● **Assignment**
Please print the entries below exactly, from the line with "PR #2890, opened 2024-09-19" through the line with "weissi, line 100: This", including both of those lines and leaving out all others.
[[ Extracted material, beginning ]]
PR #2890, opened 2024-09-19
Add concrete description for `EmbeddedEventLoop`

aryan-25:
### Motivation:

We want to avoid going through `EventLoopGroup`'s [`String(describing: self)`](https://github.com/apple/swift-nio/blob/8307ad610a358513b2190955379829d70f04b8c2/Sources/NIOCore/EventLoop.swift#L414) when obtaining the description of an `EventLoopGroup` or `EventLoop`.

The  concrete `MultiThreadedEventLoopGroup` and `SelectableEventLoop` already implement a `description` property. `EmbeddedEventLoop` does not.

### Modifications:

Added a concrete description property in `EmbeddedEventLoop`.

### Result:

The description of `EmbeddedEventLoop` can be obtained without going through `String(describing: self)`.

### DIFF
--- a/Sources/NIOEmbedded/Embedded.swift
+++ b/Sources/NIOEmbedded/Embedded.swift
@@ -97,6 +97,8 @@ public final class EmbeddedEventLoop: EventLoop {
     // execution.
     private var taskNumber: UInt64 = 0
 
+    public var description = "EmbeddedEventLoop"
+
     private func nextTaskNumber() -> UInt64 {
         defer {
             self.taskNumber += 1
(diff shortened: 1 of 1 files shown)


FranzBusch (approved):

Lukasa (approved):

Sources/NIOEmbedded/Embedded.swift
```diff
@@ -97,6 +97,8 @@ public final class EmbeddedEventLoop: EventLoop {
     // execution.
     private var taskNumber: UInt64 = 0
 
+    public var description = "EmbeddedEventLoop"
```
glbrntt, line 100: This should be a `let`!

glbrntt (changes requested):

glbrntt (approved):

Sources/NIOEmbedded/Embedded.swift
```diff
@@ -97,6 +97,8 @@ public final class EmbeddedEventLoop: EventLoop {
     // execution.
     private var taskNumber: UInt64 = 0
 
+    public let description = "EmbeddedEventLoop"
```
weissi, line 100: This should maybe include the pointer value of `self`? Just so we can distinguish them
[[ Extracted material, end ]]
[[ Extracted material, beginning ]]
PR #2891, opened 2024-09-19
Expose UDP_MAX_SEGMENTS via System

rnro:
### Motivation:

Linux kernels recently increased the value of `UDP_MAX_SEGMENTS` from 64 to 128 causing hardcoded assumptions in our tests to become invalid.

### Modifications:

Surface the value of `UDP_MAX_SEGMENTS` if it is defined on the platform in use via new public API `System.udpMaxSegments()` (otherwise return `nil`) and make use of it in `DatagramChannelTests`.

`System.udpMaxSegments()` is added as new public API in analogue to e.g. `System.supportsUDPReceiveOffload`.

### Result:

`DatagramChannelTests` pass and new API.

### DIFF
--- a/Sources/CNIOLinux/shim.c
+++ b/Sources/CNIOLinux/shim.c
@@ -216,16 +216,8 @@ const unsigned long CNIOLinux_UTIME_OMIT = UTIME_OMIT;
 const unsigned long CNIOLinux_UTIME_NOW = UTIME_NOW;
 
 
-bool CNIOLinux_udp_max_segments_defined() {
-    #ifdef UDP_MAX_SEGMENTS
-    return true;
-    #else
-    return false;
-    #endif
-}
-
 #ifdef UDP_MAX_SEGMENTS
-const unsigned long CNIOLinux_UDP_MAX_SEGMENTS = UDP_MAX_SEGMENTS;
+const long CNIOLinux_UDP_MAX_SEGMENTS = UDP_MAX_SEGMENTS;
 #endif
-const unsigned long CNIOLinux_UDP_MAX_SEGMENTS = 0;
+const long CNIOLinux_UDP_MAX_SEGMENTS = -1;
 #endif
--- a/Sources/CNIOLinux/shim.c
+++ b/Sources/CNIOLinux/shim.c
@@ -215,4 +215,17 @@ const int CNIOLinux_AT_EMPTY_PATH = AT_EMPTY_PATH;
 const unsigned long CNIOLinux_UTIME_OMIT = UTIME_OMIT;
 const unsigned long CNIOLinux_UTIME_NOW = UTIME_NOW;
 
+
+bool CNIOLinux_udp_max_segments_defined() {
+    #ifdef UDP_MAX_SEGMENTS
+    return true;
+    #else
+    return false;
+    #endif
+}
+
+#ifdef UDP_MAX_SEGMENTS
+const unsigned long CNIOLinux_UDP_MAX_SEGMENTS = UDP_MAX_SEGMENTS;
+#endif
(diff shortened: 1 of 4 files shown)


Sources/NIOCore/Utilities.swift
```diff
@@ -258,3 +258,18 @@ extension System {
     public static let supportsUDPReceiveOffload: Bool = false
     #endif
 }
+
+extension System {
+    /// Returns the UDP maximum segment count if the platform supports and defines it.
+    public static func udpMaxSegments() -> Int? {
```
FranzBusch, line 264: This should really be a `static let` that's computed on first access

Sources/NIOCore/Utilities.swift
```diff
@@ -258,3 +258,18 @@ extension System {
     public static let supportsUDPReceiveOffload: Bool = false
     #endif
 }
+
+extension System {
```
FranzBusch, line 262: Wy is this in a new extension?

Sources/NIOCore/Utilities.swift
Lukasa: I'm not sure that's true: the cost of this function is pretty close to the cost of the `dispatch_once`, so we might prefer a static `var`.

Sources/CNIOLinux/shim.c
[[ Extracted material, end ]]
[[ Extracted material, beginning ]]
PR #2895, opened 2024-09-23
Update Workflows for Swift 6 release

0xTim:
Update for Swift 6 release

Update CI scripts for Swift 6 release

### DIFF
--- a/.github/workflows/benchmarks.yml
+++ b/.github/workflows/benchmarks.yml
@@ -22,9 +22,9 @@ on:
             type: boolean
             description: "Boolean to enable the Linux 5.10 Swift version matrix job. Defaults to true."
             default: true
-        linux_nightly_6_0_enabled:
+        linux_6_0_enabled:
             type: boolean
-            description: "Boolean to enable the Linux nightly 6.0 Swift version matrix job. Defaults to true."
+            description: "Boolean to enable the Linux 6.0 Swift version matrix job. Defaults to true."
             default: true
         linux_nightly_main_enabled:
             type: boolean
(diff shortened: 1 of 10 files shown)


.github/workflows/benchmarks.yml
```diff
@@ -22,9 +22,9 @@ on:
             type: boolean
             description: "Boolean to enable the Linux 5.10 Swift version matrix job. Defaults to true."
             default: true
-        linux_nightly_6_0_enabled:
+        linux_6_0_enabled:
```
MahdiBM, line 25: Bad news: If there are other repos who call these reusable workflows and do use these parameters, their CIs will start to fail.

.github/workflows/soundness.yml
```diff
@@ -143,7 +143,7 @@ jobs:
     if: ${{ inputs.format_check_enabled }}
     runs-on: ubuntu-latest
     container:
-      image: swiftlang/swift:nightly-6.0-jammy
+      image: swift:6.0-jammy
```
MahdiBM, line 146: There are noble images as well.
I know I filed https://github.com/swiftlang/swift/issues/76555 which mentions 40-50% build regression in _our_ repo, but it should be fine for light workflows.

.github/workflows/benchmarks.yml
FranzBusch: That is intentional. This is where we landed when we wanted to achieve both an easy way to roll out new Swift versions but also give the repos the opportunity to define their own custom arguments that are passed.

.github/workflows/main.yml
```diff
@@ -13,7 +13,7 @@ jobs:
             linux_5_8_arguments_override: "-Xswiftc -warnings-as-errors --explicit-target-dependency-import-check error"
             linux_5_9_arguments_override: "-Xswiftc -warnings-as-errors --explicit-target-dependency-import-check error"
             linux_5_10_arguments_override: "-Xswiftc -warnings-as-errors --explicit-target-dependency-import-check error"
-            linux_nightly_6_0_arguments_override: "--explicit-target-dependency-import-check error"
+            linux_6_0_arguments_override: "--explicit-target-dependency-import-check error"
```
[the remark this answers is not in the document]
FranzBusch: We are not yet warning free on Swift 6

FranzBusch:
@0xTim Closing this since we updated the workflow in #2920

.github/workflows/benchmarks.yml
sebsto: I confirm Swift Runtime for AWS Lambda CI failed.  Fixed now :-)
[[ Extracted material, end ]]
● **Task response**
PR #2890, opened 2024-09-19
Add concrete description for `EmbeddedEventLoop`

aryan-25:
### Motivation:

We want to avoid going through `EventLoopGroup`'s [`String(describing: self)`](https://github.com/apple/swift-nio/blob/8307ad610a358513b2190955379829d70f04b8c2/Sources/NIOCore/EventLoop.swift#L414) when obtaining the description of an `EventLoopGroup` or `EventLoop`.

The  concrete `MultiThreadedEventLoopGroup` and `SelectableEventLoop` already implement a `description` property. `EmbeddedEventLoop` does not.

### Modifications:

Added a concrete description property in `EmbeddedEventLoop`.

### Result:

The description of `EmbeddedEventLoop` can be obtained without going through `String(describing: self)`.

### DIFF
--- a/Sources/NIOEmbedded/Embedded.swift
+++ b/Sources/NIOEmbedded/Embedded.swift
@@ -97,6 +97,8 @@ public final class EmbeddedEventLoop: EventLoop {
     // execution.
     private var taskNumber: UInt64 = 0
 
+    public var description = "EmbeddedEventLoop"
+
     private func nextTaskNumber() -> UInt64 {
         defer {
             self.taskNumber += 1
(diff shortened: 1 of 1 files shown)


FranzBusch (approved):

Lukasa (approved):

Sources/NIOEmbedded/Embedded.swift
```diff
@@ -97,6 +97,8 @@ public final class EmbeddedEventLoop: EventLoop {
     // execution.
     private var taskNumber: UInt64 = 0
 
+    public var description = "EmbeddedEventLoop"
```
glbrntt, line 100: This should be a `let`!

glbrntt (changes requested):

glbrntt (approved):

Sources/NIOEmbedded/Embedded.swift
```diff
@@ -97,6 +97,8 @@ public final class EmbeddedEventLoop: EventLoop {
     // execution.
     private var taskNumber: UInt64 = 0
 
+    public let description = "EmbeddedEventLoop"
```
weissi, line 100: This should maybe include the pointer value of `self`? Just so we can distinguish them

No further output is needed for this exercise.